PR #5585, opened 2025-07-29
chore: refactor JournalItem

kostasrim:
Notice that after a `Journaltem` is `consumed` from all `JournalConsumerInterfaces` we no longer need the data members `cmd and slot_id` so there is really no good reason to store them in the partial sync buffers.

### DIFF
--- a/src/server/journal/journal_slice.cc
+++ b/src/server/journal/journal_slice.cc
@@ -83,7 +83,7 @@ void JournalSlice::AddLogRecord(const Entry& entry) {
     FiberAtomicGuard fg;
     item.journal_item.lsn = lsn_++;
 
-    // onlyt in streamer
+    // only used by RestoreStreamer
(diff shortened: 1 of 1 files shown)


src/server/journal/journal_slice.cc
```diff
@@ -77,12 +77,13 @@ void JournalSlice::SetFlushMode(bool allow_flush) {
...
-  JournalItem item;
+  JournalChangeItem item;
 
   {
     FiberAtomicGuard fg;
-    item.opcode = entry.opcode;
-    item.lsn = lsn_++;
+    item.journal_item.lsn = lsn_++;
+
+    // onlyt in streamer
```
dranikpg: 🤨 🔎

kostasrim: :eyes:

******

** Work instructions **
Extract the complete set of records unchanged.

** Written response **
PR #5585, opened 2025-07-29
chore: refactor JournalItem

kostasrim:
Notice that after a `Journaltem` is `consumed` from all `JournalConsumerInterfaces` we no longer need the data members `cmd and slot_id` so there is really no good reason to store them in the partial sync buffers.

### DIFF
--- a/src/server/journal/journal_slice.cc
+++ b/src/server/journal/journal_slice.cc
@@ -83,7 +83,7 @@ void JournalSlice::AddLogRecord(const Entry& entry) {
     FiberAtomicGuard fg;
     item.journal_item.lsn = lsn_++;
 
-    // onlyt in streamer
+    // only used by RestoreStreamer
(diff shortened: 1 of 1 files shown)


src/server/journal/journal_slice.cc
```diff
@@ -77,12 +77,13 @@ void JournalSlice::SetFlushMode(bool allow_flush) {
...
-  JournalItem item;
+  JournalChangeItem item;
 
   {
     FiberAtomicGuard fg;
-    item.opcode = entry.opcode;
-    item.lsn = lsn_++;
+    item.journal_item.lsn = lsn_++;
+
+    // onlyt in streamer
```
dranikpg: 🤨 🔎

kostasrim: :eyes:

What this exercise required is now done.